PR #449, opened 2020-07-26
Update faq.rst

pranavwagh:
This update in FAQ explains how can we implement parent child relationship between jobs without any code change.


pranavwagh:
It seems some checks failed, but It shouldn't matter for this pull request because this pull request isn't a code change

agronholm:
This is not a frequently asked question, and I am not inclined to add custom-made solutions to every imaginable use case, so I am rejecting this.

As a side note, the code style does not match the one in the scheduler or the rest of the documentation.

PR #451, opened 2020-08-04
remove a line

jiangzhuochi:
The line of "from apscheduler.scheduler import BlockingScheduler" is misleading. It doesn't seem to work correctly. 
Use "from apscheduler.schedulers.blocking import BlockingScheduler".


agronholm:
You're right, thanks!

Issue #466, opened 2020-09-30
Job with textual referenced function continually adds arg if using persistent job stores


spengjie:
## Sample Code to Reproduce
```python
from apscheduler.jobstores.mongodb import MongoDBJobStore
from apscheduler.schedulers.background import BackgroundScheduler

from myproject.config import mongodb_config


class DummyClass:

    def dummy_method(self, a, b):
        pass


instance = DummyClass()
jobstores = {
    'default': MongoDBJobStore(
        database='test',
        collection='scheduler_test',
        host=mongodb_config.connection_str,
    ),
}
scheduler = BackgroundScheduler(jobstores=jobstores)
job = scheduler.add_job('__main__:instance.dummy_method', args=(1, 2),
                        trigger='interval', seconds=1, id='1')

scheduler.start()
job = scheduler.reschedule_job('1', trigger='interval', seconds=2)
job = scheduler.reschedule_job('1', trigger='interval', seconds=2)
job = scheduler.reschedule_job('1', trigger='interval', seconds=2)
print(job.args)

while True:
    pass
```
## Expected Behavior
The value of `job.args` in the sample code should always be `()`.

## Current Behavior
The value of `job.args` in the sample code is `(<__main__.DummyClass object at 0x000001DDAEB5D828>, <__main__.DummyClass object at 0x000001DDAEB5D898>, <__main__.DummyClass object at 0x000001DDAEB5DBA8>)` when printing it. And its size is still being increasing if keep the script running.

## Environment
Python: 3.6.8
APScheduler: 3.6.3

## Context
The script will work fine if I change the add_job part to
```python
job = scheduler.add_job('__main__:DummyClass.dummy_method', args=(instance, 1, 2),
                        trigger='interval', seconds=1, id='1')
```
or
```python
job = scheduler.add_job(instance.dummy_method, args=(1, 2),
                        trigger='interval', seconds=1, id='1')
```
But I cannot use either of them. I'm using jsonrpc to add jobs remotely. So I have to use textual referenced function. And I'm using Celery to execute the job. Celery creates tasks from any callable by using a decorator. The decorator converts the callable to anther callable class instance. I cannot get the class instance.

## Detailed Description
I have located where the root cause is. Please see my analysis below.
[...]

PR #467, opened 2020-09-30
Fixed textual referenced bound methods issue on persistent job stores #466

spengjie:
For issue #466.

### DIFF
--- a/apscheduler/job.py
+++ b/apscheduler/job.py
@@ -242,8 +242,9 @@ class Job(object):
 
         # Instance methods cannot survive serialization as-is, so store the "self" argument
         # explicitly
-        if ismethod(self.func) and not isclass(self.func.__self__):
-            args = (self.func.__self__,) + tuple(self.args)
+        func = self.func
+        if ismethod(func) and not isclass(func.__self__) and not hasattr(func, '__func__'):
+            args = (func.__self__,) + tuple(self.args)
         else:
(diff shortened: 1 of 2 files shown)


agronholm:
Please also add a test that fails without this fix.

agronholm:
Did you notice that the test suite does not pass with this patch?

spengjie:
I'm on holiday, just got a chance to read the GitHub notifications. I‘ve tested locally without any issues. tox always stuck in PyQt5 installation in my local environment. So I didn't check the tox result. This is not right. I just fixed the tox problem, will check the test failures and add new test cases.

agronholm:
Looking good. The py3.5 test collection failure is probably just caused by test deps no longer supporting 3.5 because it has reached EOL.

spengjie:
In my local environment, tox always got InvocationError for all Python versions after I ran tox against py35 only. I deleted all the temp files and restored the code changes to restore the environment, but there's nothing changed. This is a very strange issue. I will continue the troubleshooting tomorrow.

agronholm:
Running pytest without tox works fine, but `tox -e py35` crashes with the same error as on Travis.

agronholm:
I've fixed the problem in the 3.x branch. Please rebase your code (or merge the latest changes)

agronholm:
Thanks!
------------------------------------------------------------------------
* WHAT TO WORK ON *
Work out how many lines in the records above contain the word "methods". State only that number.

* RESULT FOR THIS EXERCISE *
2